Every single line below has to be printed once more, exactly.
*** Opening of INPUT RECORDS ***
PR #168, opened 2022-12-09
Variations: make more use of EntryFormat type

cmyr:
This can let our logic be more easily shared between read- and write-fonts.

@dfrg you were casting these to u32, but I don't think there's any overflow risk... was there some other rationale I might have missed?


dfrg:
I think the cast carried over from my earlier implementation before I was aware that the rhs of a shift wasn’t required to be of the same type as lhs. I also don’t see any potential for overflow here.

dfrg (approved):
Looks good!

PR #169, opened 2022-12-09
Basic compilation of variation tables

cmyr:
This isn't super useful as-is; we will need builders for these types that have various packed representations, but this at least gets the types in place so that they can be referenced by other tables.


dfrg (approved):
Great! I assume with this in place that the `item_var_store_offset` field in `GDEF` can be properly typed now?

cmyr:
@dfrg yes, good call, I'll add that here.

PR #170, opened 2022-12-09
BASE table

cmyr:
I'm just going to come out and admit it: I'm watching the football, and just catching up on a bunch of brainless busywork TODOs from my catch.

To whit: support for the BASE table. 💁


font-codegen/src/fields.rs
*** Close of INPUT RECORDS ***
ANSWER TO THIS PROBLEM -
PR #168, opened 2022-12-09
Variations: make more use of EntryFormat type

cmyr:
This can let our logic be more easily shared between read- and write-fonts.

@dfrg you were casting these to u32, but I don't think there's any overflow risk... was there some other rationale I might have missed?


dfrg:
I think the cast carried over from my earlier implementation before I was aware that the rhs of a shift wasn’t required to be of the same type as lhs. I also don’t see any potential for overflow here.

dfrg (approved):
Looks good!

PR #169, opened 2022-12-09
Basic compilation of variation tables

cmyr:
This isn't super useful as-is; we will need builders for these types that have various packed representations, but this at least gets the types in place so that they can be referenced by other tables.


dfrg (approved):
Great! I assume with this in place that the `item_var_store_offset` field in `GDEF` can be properly typed now?

cmyr:
@dfrg yes, good call, I'll add that here.

PR #170, opened 2022-12-09
BASE table

cmyr:
I'm just going to come out and admit it: I'm watching the football, and just catching up on a bunch of brainless busywork TODOs from my catch.

To whit: support for the BASE table. 💁


font-codegen/src/fields.rs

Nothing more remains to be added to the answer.